A woman should not watch a horse because she will be aroused into sexual
thoughts. These had been the practices and the performances of the age and the
women willingly or otherwise will find herself subjected to it and subjugated by it.
 Rassundari Devi makes a feminist statement about female solidarity and reinforces
Bracha Ettiger’s idea of “breast envy” as opposed to “penis envy”. Her life is a series
of actions and decisions that are serious departures from patriarchal social norms
and are therefore “transgressions” punishable by the society. Amar Jiban reveals a
distinct genealogy that recovers the sense of lineage in tracing the psychological
disorientation created by the loss of her mother and the subsequent retaliation
through the attribution of significance to her mother in her literature. As she mourns
her inability to attempt her mother’s funeral, she transgresses the limitations of
conventional representation. Meenakshi Malhotra discusses the problematics of
codifying “women’s absence of life and loss” and psychoanalytic studies state that
this loss is indicative of the injuries to wholeness that a woman experiences after
separation from her mother.
 This loss exists in Rassundari’s sacrifices for her family and her bodily sacrifices for
the fulfilment of her reproductive destiny as she gives birth to eleven children in
twenty-three years.
 The very act of writing an autobiography, of documentation of experiences and of
articulations of subjectivity, explicates Rassundari’s feminist ethics and analyses her
sociocultural departures from constructed icons. Rassundari re evaluates
womanhood through her assessment of deprived homely nurture. In the fifth
composition of the text, she discusses her state of starvation: “i had been forced to
fast the whole day...nobody knew that i had not eaten the previous day-“, this is the
process of internalisation of cultural prescriptions which are often rooted in the
family’s ignorance or lack of care for the female member. “People put birds in cages
for their own amusement. Well, i was like a caged bird...”. E.P. Thompson
demonstrates how food deprivation is an essential tool to integrate women into a
lineage of revised caste and class after marriage. This forms another motif of Aamar
Jiban- of the intersection of womanhood and education in nineteenth century
colonial India. The emancipatory narrative shows how manual labour in the kitchen,
the supposed expertise with domestic work and religiosity, the positing of the
woman as “griha Lakshmi” takes her away from the scope of education, of expansion
of her identity beyond the cage that gets committed upon her.
 Rassundari’s secretive pursuit of literacy is however detached from popular social
reforms. She rather appropriates the socially sanctioned brand of religion in an
attempt to strategically legitimise her desire to read. The “zenana” system of
education, the introduction of education of women by Christian missionaries,
remained unpopular and ineffective in advancing women’s plight. That which made
women’s education a central plank in reform proposals was the later social activism
of liberal reformers like Ishwar Chandra Vidyasagar. Rassundari’s secretive pursuit of
literacy is however detached from popular social reforms.

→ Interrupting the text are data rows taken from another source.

PR #3506, opened 2021-09-24
Remove redundant code in internal auth backend and queue consumers modules

Ayanda-D:
## Types of Changes

- [ ] Build system and/or CI

## Checklist

### DIFF
--- a/deps/rabbit/src/rabbit_auth_backend_internal.erl
+++ b/deps/rabbit/src/rabbit_auth_backend_internal.erl
@@ -234,12 +234,9 @@ add_user_sans_validation(Username, Password, ActingUser) ->
         throw:{error, {user_already_exists, _}} = Error ->
             rabbit_log:warning("Failed to add user '~s': the user already exists", [Username]),
             throw(Error);
-        throw:Error ->
+        Class:Error ->
             rabbit_log:warning("Failed to add user '~s': ~p", [Username, Error]),
-            throw(Error);
-        exit:Error ->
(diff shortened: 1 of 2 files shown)


michaelklishin (approved):

deps/rabbit/src/rabbit_auth_backend_internal.erl
```diff
@@ -234,12 +234,9 @@ add_user_sans_validation(Username, Password, ActingUser) ->
...
             rabbit_log:warning("Failed to add user '~s': the user already exists", [Username]),
             throw(Error);
-        throw:Error ->
+        Class:Error ->
             rabbit_log:warning("Failed to add user '~s': ~p", [Username, Error]),
-            throw(Error);
-        exit:Error ->
-            rabbit_log:warning("Failed to add user '~s': ~p", [Username, Error]),
-            exit(Error)
+            erlang:Class(Error)
```
lhoguin, line 239: We might want to consider using `erlang:raise/3` to have the correct stacktrace for the original exception.

Ayanda-D: True. I'll submit an update (later) to include stacktrace in final exception.

It is something which I find still being used quite sparingly since its introduction in otp-21. Do we make it a convention to always, or more often than not, use/include it in future? (questions from a contributor 😅 )

lhoguin: @Ayanda-D I've not received any objections so please go ahead with such a patch.

PR #3516, opened 2021-09-28
Move CT helpers to monorepo

binarin:
## Proposed Changes

These repos are very rabbit-specific, and bazel files were already pointing to an exact commit sha in there. So there is no reason to keep them separately.

## Types of Changes

- [X] Build system and/or CI

## Checklist


binarin:
@pjk25

Both these repos contained github actions that were just testing that the thing builds. Should some similar tests be peformed on monorepo, or the assumption should be that helpers only change hand-in-hand with real code?

And how can I forcefully kick-off running all of the CT suites? Just to be sure that this renaming didn't affect any tests.

pjk25:
> @pjk25
> 
> Both these repos contained github actions that were just testing that the thing builds. Should some similar tests be peformed on monorepo, or the assumption should be that helpers only change hand-in-hand with real code?

The helpers will be built as part of `rabbitmq-server`s workflows, so the ones from the helpers can be deleted. In fact the whole ` deps/rabbitmq_ct_client_helpers/.github` directory can be deleted, if there is anything else in there.

> And how can I forcefully kick-off running all of the CT suites? Just to be sure that this renaming didn't affect any tests.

 As a ’bhakt’ she participates in the divine ‘leela’, through this accepted mode of the
woman’s behavioural code, she reaches out to her pursuit of literacy. Her desire to
read Chaitanya is catalysed as she finds herself reading the text in her dreams. She
ascribes her suffering to God’s will, but, even as she describes her subservient
relationship with God, she emerges as the feminist protagonist whose success in
learning to read and write enables her to undercut the patriarchal norms prescribed
by religion. God is an omnipotent but unkind entity. Rassundari reformulates
patriarchies from her dis-privileged perspective.